▶ _DIRECTIONS FOR THIS TASK_: From the line with "kshlm: This should" through the line with "Right now, it's", repeat the entries verbatim, both end lines included, and add nothing.

▶ _Dataset entries_:
= Beginning of Section =

Issue #205, opened 2016-12-27
CLI


kshlm:
We need to provide a CLI application for managing Gluster. The CLI app will be a consumer of the ReST API.

aravindavk:
Since `glusterd2` CLI is now REST client, it can be used to manage or get information from multiple Clusters.

User/Auth management part is TBD. We may have to add `.env` or additional parameter for CLI command to accept Username and Secret

For Example(TBD - This will change depending on Auth we support):

    gluster -h <HOST> -u <USERNAME> -p <SECRET>  # This opens gluster shell `gluster>`
    gluster -h <HOST> -u <USERNAME>              # This prompts for Secret and then opens gluster shell
    gluster -h <HOST> -u <USERNAME> -p <SECRET> <CMD> <ARGS> # Same as `glusterd1` CLI but additionally takes HOST, USERNAME and SECRET parameters

We should take this opportunity to fix/improve some of the issues we currently face with existing CLI commands.

- In `glusterd1` optional arguments are parsed as positional arguments, we should change this in `glusterd2`. For example, in volume create command Use `--replica 2` instead of `replica 2`. This eliminates lot of parsing overhead and bugs during parsing.
- Split force argument into meaningful flags. For Example, `--allow-root-dir`, `--reuse-bricks` during Volume Create(REST APIs should be enhanced to make this work)
- Depricate XML output and support JSON?
- Which is better? `volume info` or `volume-info`(First option may need extra work to parse arguments, for second option can take advantage of existing parsing library)

Please add if any other things to consider while designing `glusterd2` CLIs.

kshlm:
Going from first to last in the bullets

- +1 from me. This makes it easier to parse flags for each command.
- +1
- As the rest api itself provides JSON, cli should only need to provide the
raw responses if requested.
- there are packages that provide this behaviour. So we should be okay with
'gluster volume info' style of commands.


On 28 Dec 2016 15:21, "Aravinda VK" <notifications@github.com> wrote:

Since glusterd2 CLI is now REST client, it can be used to manage or get
information from multiple Clusters.

User/Auth management part is TBD. We may have to add .env or additional
parameter for CLI command to accept Username and Secret

For Example(TBD - This will change depending on Auth we support):

gluster -h <HOST> -u <USERNAME> -p <SECRET>  # This opens gluster
shell `gluster>`
gluster -h <HOST> -u <USERNAME>              # This prompts for Secret
and then opens gluster shell
[...]

PR #334, opened 2017-07-04
cli: Initial patch for Glusterd2 CLI

aravindavk:
Updates: #205
Signed-off-by: Aravinda VK <mail@aravindavk.in>

### DIFF
--- a/cli/cmd/peer.go
+++ b/cli/cmd/peer.go
@@ -49,7 +49,7 @@ var poolCmd = &cobra.Command{
 
 var peerProbeCmd = &cobra.Command{
 	Use:   "probe <HOSTNAME>",
-	Short: helpPeerCmd,
+	Short: helpPeerProbeCmd,
 	Run: func(cmd *cobra.Command, args []string) {
 		validateNArgs(cmd, 1, 1)
 		hostname := cmd.Flags().Args()[0]
--- a/cli/cmd/peer.go
+++ b/cli/cmd/peer.go
@@ -1,0 +1,113 @@
+package cmd
+
+import (
+	"fmt"
+	"os"
+	"strings"
+
+	log "github.com/Sirupsen/logrus"
+	"github.com/olekukonko/tablewriter"
+	"github.com/spf13/cobra"
+)
+
+const (
+	helpPeerCmd       = "Gluster Peer Management"
+	helpPeerProbeCmd  = "probe peer specified by <HOSTNAME>"
+	helpPeerDetachCmd = "detach peer specified by <HOSTNAME>"
+	helpPeerStatusCmd = "list status of peers"
+	helpPoolListCmd   = "list all the nodes in the pool (including localhost)"
+)
+
+var (
+	// Peer Detach Command Flags
+	flagPeerDetachForce bool
+)
+
+func init() {
+	peerCmd.AddCommand(peerProbeCmd)
+
+	peerDetachCmd.Flags().BoolVarP(&flagPeerDetachForce, "force", "f", false, "Force")
+	peerCmd.AddCommand(peerDetachCmd)
+
+	peerCmd.AddCommand(peerStatusCmd)
+
+	poolCmd.AddCommand(poolListCmd)
+
+	RootCmd.AddCommand(peerCmd)
+	RootCmd.AddCommand(poolCmd)
+}
+
+var peerCmd = &cobra.Command{
+	Use:   "peer",
+	Short: helpPeerCmd,
+}
+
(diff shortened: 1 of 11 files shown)


aravindavk:
Still WIP.

aravindavk:
Implemented Peer probe and peer detach. All others(peer status, pool list, volume ops) are just place holder now.

Looks like Peer detach API accepts ID instead of fqdn, that is not taken care.
Cleanup required in Error and success messages.
Makefile changes are remaining for cli dependency handling and other checks

Note: This depends on restclient patch.

cli/cmd/peer.go
```diff
@@ -0,0 +1,113 @@
...
+}
+
+var poolCmd = &cobra.Command{
+	Use:   "pool",
+	Short: helpPeerCmd,
+}
+
+var peerProbeCmd = &cobra.Command{
+	Use:   "probe <HOSTNAME>",
+	Short: helpPeerCmd,
```
kshlm: Should be `helpPeerProbeCmd`.

cli/cmd/root.go
```diff
@@ -0,0 +1,29 @@
...
+}
+
+var (
+	flagXMLOutput  bool
+	flagJSONOutput bool
+)
+
+func init() {
+	initRESTClient()
+	initLog("./cli.log", "INFO")
```
kshlm: This should be configurable from now itself.

cli/main.go
```diff
@@ -0,0 +1,18 @@
...
+
+import (
+	"fmt"
+	"os"
+
+	"github.com/gluster/glusterd2/cli/cmd"
+)
+
+func main() {
+	// Migrate old format Args into new Format. Modifies os.Args()
```
kshlm: Is there a way to get the log initialized here before we do anything else?

Right now, it's being initialized during package initialization of `cmd`, which technically happens before this point, but it doesn't allow for much configurability.

cli/cmd/root.go
prashanthpai: Also, please check the return value for error.

cli/cmd/volume.go
```diff
@@ -0,0 +1,168 @@
...
+		volname := cmd.Flags().Args()[0]
+		fmt.Println("START:", volname)
+	},
+}
+
+var volumeStopCmd = &cobra.Command{
+	Use:   "stop",
+	Short: helpVolumeStopCmd,
+	Run: func(cmd *cobra.Command, args []string) {
+		validateNArgs(cmd, 1, 1)
```
prashanthpai: I so miss Python's decorators :)

cli/cmd/volume.go
```diff
@@ -0,0 +1,168 @@
+package cmd
+
+import (
+	"fmt"
+	"github.com/spf13/cobra"
+)
+
+const (
+	helpVolumeCmd       = "Gluster Volume Management"
```
prashanthpai: As purely a personal preference, unless these were used at multiple places, I'd place them in the declaration of `cobra.Command` itself.

scripts/build-cli.sh
```diff
@@ -0,0 +1,27 @@
...
+  OUTDIR=$1
+fi
+
+GOBUILD_TAGS="novirt noaugeas "
+VERSION=$($(dirname $0)/pkg-version --full)
+REPO_PATH="github.com/gluster/glusterd2"
+GIT_SHA=`git rev-parse --short HEAD || echo "undefined"`
+LDFLAGS="-X ${REPO_PATH}/version.GlusterdVersion=$VERSION -X ${REPO_PATH}/version.GitSHA=$GIT_SHA"
+LDFLAGS+=" -B 0x$(head -c20 /dev/urandom | od -An -tx1 | tr -d ' \n')"
+BIN=gluster
```
aravindavk: Makes sense. will change it to `glustercli`

cli/cmd/volume.go
aravindavk: Placed it separately only to facilitate easy translation of these messages in future.

cli/main.go
aravindavk: I moved initialization code before cmd initialization. Not yet made configurable. 

With the help of `PersistentPreRun` option in `cobra` I can initialize log there, but it is not possible to initialize log file before parsing the args. (Logger will not be available during Args Migrate). I need to write custom parser to parse `--log-file` and `--log-level` outside the `cobra.Command` initialization.

I will address this with separate patch, as of now added constants for the same.

I will address this in separate patch.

= End of Section =

▶ _ANSWER TO THIS EXERCISE_:
kshlm: This should be configurable from now itself.

cli/main.go
```diff
@@ -0,0 +1,18 @@
...
+
+import (
+	"fmt"
+	"os"
+
+	"github.com/gluster/glusterd2/cli/cmd"
+)
+
+func main() {
+	// Migrate old format Args into new Format. Modifies os.Args()
```
kshlm: Is there a way to get the log initialized here before we do anything else?

Right now, it's being initialized during package initialization of `cmd`, which technically happens before this point, but it doesn't allow for much configurability.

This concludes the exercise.